OLASI SURİYE OPERASYONU
Strateji kurallarından biri düşmanı ya da tehdit veya tehlikeyi uzakta karşılayacaksın hatta kaynağında etkisiz kılacaksın. Dolayısıyla Suriye harekatı gerekli gözükebilir. Ancak gücünle orantılı hedef seçmelisin. Aksi takdirde macera veya sürprizle karşılaşmak mümkündür.
Suriye sınırı boyunca 30 kilometre derinliğinde bir tampon bölgenin ele geçirilmesini ve kontrol altına tutulmasını hedefleyen kapsamlı bir harekat yani 'mahtut hedefi savaş' mevcut koşullarda pek cazip gözükmüyor. Suriye'de Fırat'ın doğusu ABD-PYD, batısı Suriye yönetimi ve Rusya'nın kontrolünde bulunuyor. Sınır boyunca bazı bölgeler ise bizim kontrolümüzde.
Bu yapılanma bağlamında Suriye Harekatı'nın başarısı Rusya ve ABD'nin onayı ile yakından ilişkilidir. Bu koşul sağlanmalıdır diye düşünüyorum. Aksi takdirde Kara birliklerimize hava desteği sağlanamaz ve tehlikeye yol açar. Yakın hava desteği görevi gerçekleşmez ise harekatın bedeli artar, ekonomik soruna yol açar ve zayiatımız yüksek olabilir. Hava desteği çok önemlidir. Bu nedenle, çok iyi ve detaylı askeri politik durum muhakemesi ve detaylı güç mukayesesi yapmalıyız kanaatindeyim.
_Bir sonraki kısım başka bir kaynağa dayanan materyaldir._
Issue #2480, opened 2022-08-01
leak fix


qyxghcl:
class GetPageRoute<T> extends PageRoute<T>
    with GetPageRouteTransitionMixin<T>, PageRouteReportMixin {

   @override
   void dispose() {
     super.dispose();
     final middlewareRunner = MiddlewareRunner(middlewares);
     middlewareRunner.runOnPageDispose();
     /// there need to release the _child
     _child = null;
   }
}

huangxc212:
yes, Leakage caused by variable _child!

![leak](https://user-images.githubusercontent.com/37100355/202386113-8e49ecc0-ac92-4eeb-9d3f-228bb9bb2a13.jpg)

jonataslaw:
Could you make a PR with this change, please?

huangxc212:
I make a PR,please check,thanks!
buy the way, I found an other leakage in Class RouterReportManager,ref #1854
mybe remove the key when value is empty?
![20221125111425](https://user-images.githubusercontent.com/37100355/203942924-0a92d440-ef2f-4fc9-bf5e-c1cb5839b667.jpg)
![20221125111618](https://user-images.githubusercontent.com/37100355/203942958-e5955e39-913b-42e1-95ef-2440283488fc.jpg)

Issue #1854, opened 2021-09-12
RouterReportManager  memory leak


wangronghui01:
Now we find that Getx has a memory leak problem. The RouterReportManager uses global when managing dependencies_ Routeskey: when a route is obtained by get.find, a value will be inserted into the map. The key of the map uses the getpageroute object. However, getpageroute will be re created every time the re route enters, so the map.containskey comparison must be inconsistent, because the getpageroute object does not find any place to rewrite hashcode or equals. I don't know if it's my usage.

example:

```dart
static void appendRouteByCreate(GetLifeCycleBase i) {
    _routesByCreate[_current] ??= HashSet<Function>();
    // _routesByCreate[Get.reference]!.add(i.onDelete as Function);
    _routesByCreate[_current]!.add(i.onDelete);
  }

  static void reportRouteDispose(Route disposed) {
    if (Get.smartManagement != SmartManagement.onlyBuilder) {
      WidgetsBinding.instance!.addPostFrameCallback((_) {
        _removeDependencyByRoute(disposed);
      });
    }
  }

  static void reportRouteWillDispose(Route disposed) {
    final keysToRemove = <String>[];

    _routesKey[disposed]?.forEach(keysToRemove.add);

    /// Removes `Get.create()` instances registered in `routeName`.
    if (_routesByCreate.containsKey(disposed)) {
      for (final onClose in _routesByCreate[disposed]!) {
        // assure the [DisposableInterface] instance holding a reference
        // to onClose() wasn't disposed.
        onClose();
      }
      _routesByCreate[disposed]!.clear();
      _routesByCreate.remove(disposed);
    }

    for (final element in keysToRemove) {
      GetInstance().markAsDirty(key: element);

      //_routesKey.remove(element);
    }

    keysToRemove.clear();
  }
```

**Flutter Version:**
flutter 2.5.0

**Getx Version:**
Getx ^4.3.8

jonataslaw:
In fact the route is added in Route.install, and it is removed in Route.dispose.
I can't envision a situation where Route could change its object without calling dispose.

wangronghui01:
`static void _removeDependencyByRoute(Route routeName) {
    final keysToRemove = <String>[];

    _routesKey[routeName]?.forEach(keysToRemove.add);

    /// Removes `Get.create()` instances registered in `routeName`.
    if (_routesByCreate.containsKey(routeName)) {
      for (final onClose in _routesByCreate[routeName]!) {
[...]

PR #2629, opened 2022-12-01
fix leakage in routerReportManager

huangxc212:
the key  in _ Routeskey  may remove when value is empty #1854 and  #2480


jonataslaw:
It Will investigate why it is failing in tests

PR #2680, opened 2023-02-02
Add a feature when Hovering on web for Snackbar

RafaRuiz:
I've found a few use cases for snackbars where we explain a certain error to the user, even to copy/paste some code in it.
We've seen that in the user experience that users tend to put the mouse on the top to "hold what they're reading", but snackbars are fading out anyway. Some other people aren't interested so it's not that we can keep a snackbar forever there.

By making the methods public, the ones I changed from private to public, we allow the snackbar to stop and fade out when the hover enters and exits.

## Pre-launch Checklist

- [X] I updated/added relevant documentation (doc comments with `///`).
- [X] All existing and new tests are passing.


RafaRuiz:
I don't understand why tests are failing, but they're failing in master too:
image

will try to retry them

jonataslaw:
All tests passed. Thanks for your contribution! 
LGTM

RafaRuiz:
Thanks for your dedication @jonataslaw

PR #2815, opened 2023-06-03
Update http_request_html.dart

wheeOs:
emphasizing that response interception has still to be implemented for web


jonataslaw:
Thank you, I will implement it

PR #2832, opened 2023-06-30
Update connect.dart with null checker exception

DaZealous:
*I updated connect.dart file to remove nullable exception when mutation function is checking for "errors"*


jonataslaw:
Thank you for your contribution

PR #2837, opened 2023-07-03
Added New method Get.findOrNull ()

aryan-more:
Implemented findOrNull method

This pull request adds a new method called findOrNull to GetX. The method is similar to the existing find method but instead of throwing an error when the specified dependency is not found, it returns null.

This methods aims to avoid writing more boilerplate code like this

```
if (Get.isRegistered<ControllerX>()){
  Get.find<ControllerX>().refresh();
}
```
To this

```
Get.findOrNull<ControllerX>()?.refresh();
```

## Pre-launch Checklist

- [ Done] I updated/added relevant documentation (doc comments with `///`).
- [ Done] I added new tests to check the change I am making or feature I am adding, or @jonataslaw said the PR is test-exempt.
- [Partial] All existing and new tests are passing. There is one test in example failing but it was also failing before making changes

### DIFF
--- a/lib/get_instance/src/extension_instance.dart
+++ b/lib/get_instance/src/extension_instance.dart
@@ -298,6 +298,17 @@ extension Inst on GetInterface {
     }
   }
 
+  
+  /// The findOrNull method will return the instance if it is registered;
+  /// otherwise, it will return null.
+  S? findOrNull<S>({String? tag}) {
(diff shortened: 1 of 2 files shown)


aryan-more:
@jonataslaw

jonataslaw:
LGTM

PR #2848, opened 2023-07-15
fix: respect query and required parameters

tshedor:
The router doesn't include optional query-string parameters when required parameters are present.

For example, `/route/:id` and `/route?id=1` are respected, but `/route/:id/profile?title=dev` only parses `:id`. This PR provides `:id` and `title` to `Get.parameters`

## Pre-launch Checklist


jonataslaw:
LGTM

Issue #1560, opened 2021-06-21
transition: Transition.downToUp have a black background container


fabianogadenz:
Hello everyone, i have a problem in navigator with getx. I want use transition: Transition.downToUp (like a bottom sheet) but i have a black container in the transition'

example:

```dart
GetPage(
        name: SIMULATOR_ROUTE,
        page: () {
          return MyPage(
            preSelectedBeneficiaryId: args?.beneficiaryId,
            transactionPresenter: GetIt.I<TransactionPresenter>(),
          );
        },
        transition: Transition.downToUp,
        transitionDuration: Duration(seconds: 3)
),
```

**Expected behavior**
I would like to have a navigation without this black container.

**Screenshots*

https://user-images.githubusercontent.com/12851596/122818739-f1a27e00-d2af-11eb-91d4-cf179e608fb7.mp4

**Flutter Version:**
2.2.1

**Getx Version:**
^4.1.4

**Describe on which device you found the bug:**
ex: Iphone 11

BrandCooper:
same problem with me, is there a more elegant solution? @zeucxb  @jonataslaw

DSPerson:
> popGesture

you save me

tgdong2296:
Using `fullscreenDialog: true` and `popGesture: false` works for me, thanks a lot!

PR #2864, opened 2023-08-07
bug fixed: Transition.downToUp have a black background container #1560

Leobuaa:
- *I add a parameter ```oldPage``` on api ```GetNavigationExt.to()```, ```oldPage```  is the previous page when you push a new page, if you use a custom ```transition```, we need to change the old page exit transition, otherwise it will show black container in some cases, it fixes the bug:*
https://github.com/jonataslaw/getx/issues/1560 

- *When we use ```Get.to(() => NextPage(), transition: Transition.downToUp)```, we should change the previous page's exit transition to SlideTopTransition, so change to usage to new api: ``` Get.to(() => NextPage(), transition: Transition.downToUp, oldPage: currentPage)```*

before:

https://github.com/jonataslaw/getx/assets/6970283/a0d37c5e-387f-4703-bdea-2cf364fe5be0

after:

https://github.com/jonataslaw/getx/assets/6970283/56e5aaf4-b436-4a26-8f22-df11bb0303d4

## Pre-launch Checklist


Leobuaa:
@jonataslaw

jonataslaw:
Thank you very much for this PR!
I'm just wondering if there's a way to do this dynamically, without having to pass a page by parameter.

In fact, I think this problem only occurs on iOS, due to the cupertino animation, but this can be disabled.

If it only happens on iOS, we could disable the previous page animation when the animation is vertical.

PR #2902, opened 2023-09-05
'useInheritedMediaQuery' is deprecated and shouldn't be used

Aniketkhote:
'useInheritedMediaQuery' is deprecated and shouldn't be used. Remove this parameter as it is now ignored. MaterialApp never introduces its own MediaQuery; the View widget takes care of that. This feature was deprecated after v3.7.0-29.0.pre.


jonataslaw (approved):

jonataslaw:
Wow, I just thought of making this change and your PR was already here.

Thank you very much for your contribution!

PR #2953, opened 2023-10-30
Make cancelAllSnackbars async

seungsuyoo:
**Title:** Make `cancelAllSnackbars` async

**Description:**

This PR changes the `cancelAllSnackbars` method in `SnackbarController` to be `async`. This allows the method to wait until all snackbars are cancelled before returning. Previously, the method returned immediately, and any errors that occurred during the cancellation of the snackbars were not caught by a `try-catch` block.

This change will help prevent `LateInitializationError` errors when trying to cancel all snackbars.


jonataslaw:

PR #2957, opened 2023-11-02
Refactor code

Aniketkhote:
Refactor lots of code with used final keywords, type annotations.


lib/get_animations/animations.dart
```diff
@@ -35,37 +29,25 @@ class FadeOutAnimation extends OpacityAnimation {
...
   OpacityAnimation({
-    super.key,
-    required super.duration,
-    required super.delay,
-    required super.child,
-    required super.onComplete,
-    required double begin,
-    required double end,
-    required super.idleValue,
+    required super.duration, required super.delay, required super.child, required super.onComplete, required final double begin, required final double end, required super.idleValue, super.key,
```
yang-lile, line 32: why to do this? it is not like dart lints.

Hamasete dayalı hareketlerden kaçınmalıyız düşüncesindeyim.
ABD; Türkiye'nin Suriye harekatından vazgeçeceğini bekliyoruz. Rusya; Soçi'de mutabık kaldığımız İdlib'in teröristlerden temizlenmesi görevini yerine getiriniz ve Türkiye’nin yapacağı bir harekatın bölgeye olumlu katkı sağlamayacağını söyledi.
Suriye; vatanımızı imkanlarımız ölçüsünde savunuruz mealinde açıklamalar yaptı. Böylece ABD ve Rusya’nın Türkiye’nin olası Suriye harekatına sıcak bakmadıklarını deklere etmiş oldular.
Bu durumda, Suriye'de halen kontrolümüz altındaki bölgelere sahip olalım ve bazı mevzi düzeltmeler yapmaya öncelik verelim. ABD'nin PYD'ye verdiği destektekten vazgeçmesini sağlama yönünde çabamızı arttralım.
Bu arada Yunanistan'ın yoğun silahlanma gayretlerini yabana atmayalım ve bir çılgınlık yapabileceğini dikkate alalım.
Bir savaşta ordunun gücünü oluşturan kuvvet çarpanlarının başında komuta heyetinin nitelik ve yetenekleride önemlidir. Bu bağlamda generallerin genç, dinamik ve sağlıklı olması gerekir.
Bu önerimi 1974 Kıbrıs Barış Harekatı'nda kurmay yüzbaşı olarak kolordu plan, harekat subayı olarak yaptığım görevde, 1987-1989 yıllarında Tuğgeneral olarak Hakkari Dağ ve Komando Tugay Komutanı, 1995-1997 yıllarında Korgeneral rütbesi ile Jandarma Asayiş Komutanı olarak PKK bölücü teröristleri ile Olağanüstü Hal Döneminde yaptığım mücadelede edindiğim izlenim ve tecrübelerime dayanarak söylüyorum.
Hiçbir NATO ülkesinde bizdeki kadar yaşlı general yoktur. Rusya’da yaşlı general bulunmaktadır. Ukrayna savaşında Rusya’nın başarısızlığında yaşlı generallerin rollerininde olduğunu değerlendiriyorum.
Savaş barışta yapılan hazırlıklarla kazanılır.